Context:
The United States is the only high-income country that relies on employer-sponsored health coverage to insure a majority of its population, and millions of Americans lost employer-sponsored health insurance during the COVID-19-induced economic downturn. We examine public opinion toward universal health coverage policies in this context.
Methods:
Through a survey of 1,211 Americans in June 2020, we examine the influence of health insurance loss on support for Medicare for All (M4A) in two ways. First, we examine associations between pandemic-related health insurance loss and M4A support.
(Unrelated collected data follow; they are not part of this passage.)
Issue #1852, opened 2024-03-10
`#../appendix/xxx` should be `../appendix/xxx` otherwize jump will not work


bodhi-crypo:
`#../appendix/xxx` should be `../appendix/xxx` otherwize jump will not work

_Originally posted by @bodhi-crypo in https://github.com/foundry-rs/starknet-foundry/pull/1713#discussion_r1518803868_

PR #1860, opened 2024-03-11
Isolate configuration crate from cast

MaksymilianDemitraszek:
commit-id:83f55207

---

**Stack**:
- #1861
- #1860 ⬅

### DIFF
--- a/crates/configuration/src/lib.rs
+++ b/crates/configuration/src/lib.rs
@@ -1,0 +1,227 @@
+use anyhow::{anyhow, Context, Result};
+use std::fs;
+
+use camino::Utf8PathBuf;
+use tempfile::{tempdir, TempDir};
+use toml::Value;
+pub const CONFIG_FILENAME: &str = "snfoundry.toml";
+
+/// Defined in snfoundry.toml
+/// Configuration not associated with any specific package
+pub trait GlobalConfig {
+    #[must_use]
+    fn tool_name() -> &'static str;
+
+    fn from_raw(config: serde_json::Value) -> Result<Self>
+    where
+        Self: Sized;
+}
+
+/// Defined in scarb manifest
+/// Configuration associated with a specific package
+pub trait PackageConfig {}
+
+fn get_with_ownership(config: serde_json::Value, key: &str) -> Option<serde_json::Value> {
+    match config {
+        serde_json::Value::Object(mut map) => map.remove(key),
+        _ => None,
+    }
+}
+
+pub fn get_profile(
+    raw_config: serde_json::Value,
+    tool: &str,
+    profile: &Option<String>,
+) -> Result<serde_json::Value> {
+    let profile_name = profile.as_deref().unwrap_or("default");
+    let tool_config = get_with_ownership(raw_config, tool)
+        .context("Failed to find {tool} config in snfoundry.toml file")?;
+
+    match get_with_ownership(tool_config, profile_name) {
+        Some(profile_value) => Ok(profile_value),
+        None if profile_name == "default" => Ok(serde_json::Value::Object(Default::default())),
+        None => Err(anyhow!("Profile [{}] not found in config", profile_name)),
+    }
+}
+
+pub fn load_global_config<T: GlobalConfig + Default>(
+    path: &Option<Utf8PathBuf>,
+    profile: &Option<String>,
+) -> Result<T> {
+    let config_path = path
+        .as_ref()
+        .and_then(|p| search_config_upwards_relative_to(p).ok())
+        .or_else(|| find_config_file().ok());
+
+    match config_path {
+        Some(path) => {
+            let raw_config_toml = fs::read_to_string(path)
+                .expect("Failed to read snfoundry.toml config file")
+                .parse::<Value>()
+                .context("Failed to parse snfoundry.toml config file")?;
+
+            let raw_config_json = serde_json::to_value(raw_config_toml)
+                .expect("Conversion from TOML value to JSON value should not fail.");
+
+            let profile = get_profile(raw_config_json, T::tool_name(), profile)?;
+            T::from_raw(profile)
+        }
+        None => Ok(T::default()),
+    }
+}
+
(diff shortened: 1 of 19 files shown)


MaksymilianDemitraszek:
Related #1852

## Introduced changes



- This is an intro work to include env variables support in forge and cast configs

Follow up work:
- isolate forge config into `configuration` crate
- add support for resolving the env variables

## Checklist



- [ ] Linked relevant issue
- [ ] Added relevant tests

crates/configuration/src/lib.rs
```diff
@@ -0,0 +1,266 @@
...
+
+/// Defined in scarb manifest
+/// Configuration associated with a specific package
+pub trait PackageConfig {}
+
+pub fn get_profile(raw_config: &Value, tool: &str, profile: &Option<String>) -> Result<Value> {
+    let profile_name = profile.as_deref().unwrap_or("default");
+    let config = raw_config
+        .get(tool)
+        .expect("Failed to find sncast config in snfoundry.toml file");
```
THenry14, line 28: probably a nitpick, since firge does not use snfoundry.toml yet but since we're in a shared crate, shouldn't this be generalised?

crates/configuration/src/lib.rs
```diff
@@ -0,0 +1,266 @@
...
+        })
+}
+
+pub fn find_config_file() -> Result<Utf8PathBuf> {
+    search_config_upwards_relative_to(&Utf8PathBuf::try_from(
+        std::env::current_dir().expect("Failed to get current directory"),
+    )?)
+}
+
+pub trait PropertyFromCastConfig: Sized {
```
THenry14, line 78: Should this + impls names be generalized as well? I suppose these may not be cast specific, and perfectly usable for forge as well

crates/configuration/src/lib.rs
```diff
@@ -0,0 +1,266 @@
...
+    use std::fs;
+
+    use tempfile::tempdir;
+
+    use super::*;
+
+    #[test]
+    fn find_config_in_current_dir() {
+        let tempdir =
+            copy_config_to_tempdir("../sncast/tests/data/files/stubtool_snfoundry.toml", None);
```
THenry14, line 145: I guess it would make sense to hold test files for this crate in this crate

crates/sncast/src/starknet_commands/account/mod.rs
```diff
@@ -162,11 +161,24 @@ pub fn add_created_profile_to_configuration(
...
-    use sncast::helpers::configuration::{copy_config_to_tempdir, CastConfig};
+    use configuration::CONFIG_FILENAME;
+    use sncast::helpers::configuration::CastConfig;
     use sncast::helpers::constants::DEFAULT_ACCOUNTS_FILE;
     use std::fs;
+    use tempfile::{tempdir, TempDir};
 
     use crate::starknet_commands::account::add_created_profile_to_configuration;
+    #[must_use]
+    pub fn copy_config_to_tempdir(src_path: &str, additional_path: Option<&str>) -> TempDir {
```
THenry14, line 172: this is the same function that is defined in configuration crate, let's just import it :+1:

crates/configuration/src/lib.rs
MaksymilianDemitraszek: It should, I missed this one :0

crates/configuration/src/lib.rs
MaksymilianDemitraszek: Not sure what do you mean 🤔

THenry14: we are in a different crate (configuration), so should we use a file (stubtool_snfoundry.toml) that sits in a different crate? I think the file could be moved

MaksymilianDemitraszek: Ah yes sure, I intended to do so, forgot about it

crates/configuration/src/lib.rs
```diff
@@ -0,0 +1,266 @@
...
+
+pub fn get_property<T>(entries: &Value, field: &str) -> Option<T>
+where
+    T: PropertyFromCastConfig + Default,
+{
+    entries.get(field).and_then(T::from_toml_value)
+}
+
+#[must_use]
+pub fn copy_config_to_tempdir(src_path: &str, additional_path: Option<&str>) -> TempDir {
```
Arcticae, line 123: It's only used for tests

MaksymilianDemitraszek: Yes but in different modules :(
I wanted to move it to test module but that actually is not trivial bcs it is used in multiple places. This is a reason behind duplicate I have left.

crates/configuration/src/lib.rs
MaksymilianDemitraszek: Done

crates/configuration/src/lib.rs
MaksymilianDemitraszek: Done

crates/configuration/src/lib.rs
MaksymilianDemitraszek: Done

crates/sncast/src/starknet_commands/account/mod.rs
MaksymilianDemitraszek: Done

crates/configuration/src/lib.rs
```diff
@@ -0,0 +1,227 @@
...
+/// Defined in scarb manifest
+/// Configuration associated with a specific package
+pub trait PackageConfig {}
+
+fn get_with_ownership(config: serde_json::Value, key: &str) -> Option<serde_json::Value> {
+    match config {
+        serde_json::Value::Object(mut map) => map.remove(key),
+        _ => None,
+    }
+}
```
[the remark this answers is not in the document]
MaksymilianDemitraszek: We need to remove it to avoid cloning. Otherwise you could not take the ownership

THenry14 (approved):

PR #1861, opened 2024-03-11
Unified configuration with cast

MaksymilianDemitraszek:
commit-id:6467410e

---

**Stack**:
- #1911
- #1910
- #1861 ⬅

### DIFF
--- a/crates/configuration/src/lib.rs
+++ b/crates/configuration/src/lib.rs
@@ -1,4 +1,5 @@
 use anyhow::{anyhow, Context, Result};
+use scarb_metadata::{Metadata, PackageId};
 use std::fs;
 
 use camino::Utf8PathBuf;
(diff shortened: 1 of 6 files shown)


crates/configuration/src/lib.rs
```diff
@@ -21,7 +22,14 @@ pub trait GlobalConfig {
 
 /// Defined in scarb manifest
 /// Configuration associated with a specific package
-pub trait PackageConfig {}
+pub trait PackageConfig {
+    #[must_use]
+    fn tool_name() -> String;
```
Draggu, line 27: I don't see a case where `&str` would not be enough

Draggu (approved):

crates/configuration/src/lib.rs
MaksymilianDemitraszek: We probably would have to make it static though, no?

Draggu: Yes

Arcticae (approved):

piotmag769 (approved):

PR #1875, opened 2024-03-14
Module import granularity

drknzz:


drknzz:
Currently there is no way to enforce this without using [unstable features](https://rust-lang.github.io/rustfmt/?version=master&search=import#imports_granularity)

PR #3356, opened 2025-05-19
Use rustup in build matrix workflows

cptartur:
Closes #

## Introduced changes

- Uses rustup directly in build workflows to override the settings from `rust-toolchain.toml`

## Checklist

- [ ] Linked relevant issue
- [ ] Added relevant tests

### DIFF
--- a/.github/workflows/_build-binaries.yml
+++ b/.github/workflows/_build-binaries.yml
@@ -48,10 +48,9 @@ jobs:
     steps:
       - uses: actions/checkout@v4
 
-      - uses: dtolnay/rust-toolchain@b3b07ba8b418998c39fb20f53e8b695cdcc8de1b
-        with:
-          toolchain: stable
-          target: ${{ matrix.target }}
+      - name: Setup rust
+        run: |
+          rustup target add ${{ matrix.target }} --toolchain 1.86.0
 
       - uses: Swatinem/rust-cache@9d47c6ad4b02e050fd481d890b2ea34778fd09d6
         with:
--- a/.github/workflows/_build-plugin-binaries.yml
+++ b/.github/workflows/_build-plugin-binaries.yml
@@ -68,9 +68,9 @@ jobs:
     steps:
       - uses: actions/checkout@v4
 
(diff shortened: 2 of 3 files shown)


.github/workflows/_build-binaries.yml
```diff
@@ -48,10 +48,9 @@ jobs:
     steps:
       - uses: actions/checkout@v4
 
-      - uses: dtolnay/rust-toolchain@b3b07ba8b418998c39fb20f53e8b695cdcc8de1b
-        with:
-          toolchain: stable
-          target: ${{ matrix.target }}
+      - name: Setup rust
+        run: |
+          rustup target add ${{ matrix.target }} --toolchain 1.86.0
```
ddoktorski, line 53: Is it necessary when compiling with `cross`?

ddoktorski (approved):

.github/workflows/_build-binaries.yml
cptartur: From this docs `cross` should technically pull the target itself https://github.com/cross-rs/cross/blob/main/docs/getting-started.md#cross-compiling-your-first-package but in case of problems with that they tell you to add the target yourself. So it probably doesn't hurt us to just keep it.

kkawula, line 53: Do we need to provide the toolchain since it's already in `rust-toolchain.toml`?

cptartur: Here it says that if no `--toolchain` is passed it will use the default toolchain https://rust-lang.github.io/rustup/cross-compilation.html

And rust toolchain file is an local override https://rust-lang.github.io/rustup/overrides.html#overrides so it may not pull the correct version.

I've tried locally in our repo by running `rustup target add aarch64-unknown-linux-gnu` and `rustup target add aarch64-unknown-linux-gnu --toolchain 1.86`. Both downloaded new toolchains so they must be different (subsequent reruns of each command told me that toolchains are already installed), using the default configured in rustup.

kkawula (approved):

ddoktorski (approved):

PR #3377, opened 2025-05-19
Enable displaying mixed resources when using `--detailed-resources` flag

ddoktorski:
Related #3114

## Introduced changes

- When tracking `sierra-gas`, display both Sierra gas and VM resources if VM resources are non zero and `--detailed-resources` flag is used
- Remove redundant parentheses around `sierra_gas_consumed` value


crates/forge-runner/src/printing.rs
```diff
@@ -69,32 +70,44 @@ fn format_detailed_resources(
...
-                used_resources.gas_consumed.0, syscalls,
-            )
+        sierra_gas_consumed: {}
+        syscalls: ({syscalls})",
+                used_resources.gas_consumed.0
+            );
+
+            if used_resources.execution_resources != ExecutionResources::default() {
+                output.push_str(&vm_resources_output);
+            }
```
THenry14, line 107: are we making sure somewhere that resources for the same syscall aren't displayed here multiple times? or maybe quite contrary? 

I'm just afraid such situation might be confusing for users (did I just pay twice for a syscall or what happened really?)

ddoktorski: > If some of these costs are included twice

No resources are calculated twice. The only issue is that some syscalls, which should be counted as VM resources, are instead included in the Sierra gas consumed. However, they are still only counted once.

> Maybe just an information that we had to fall back to calculating vm resources in tests and that the values may not be accurate.

We can add a warning or something like that, but hopefully it will be fixed in #3399

THenry14 (approved):
lgtm

crates/forge-runner/src/printing.rs
ddoktorski: Added a warning message in https://github.com/foundry-rs/starknet-foundry/pull/3377/commits/f0681c098438ee08e04d44bf82869e58896620f7

cptartur (approved):

cptartur (approved):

Second, we experimentally prime some respondents with a vignette of a sympathetic victim losing employer-sponsored coverage during COVID-19. As a secondary outcome, we examine the effect of these exposures on support for the Affordable Care Act.
Findings:
We find that directly experiencing recent health insurance loss is strongly associated (10 pp, p<0.01) with greater M4A support. Experimental exposure to the vignette increases M4A support by 6 pp (p=0.05). When expansion of the ACA is added as a response option, experimental priming still increases support for M4A, but direct experience of insurance loss is associated with greater support for the ACA than for M4A.
Conclusions:
In the context of the COVID-19 pandemic, situational framings can induce modest change in support for M4A, especially among individuals without well-formed preferences. However, real-world health insurance losses are associated with larger differences in support for M4A and with greater support for existing safety net policies such as the ACA. The large-scale loss of employer-based insurance during COVID-19 offers the potential for new structural coalitions supportive of universal coverage.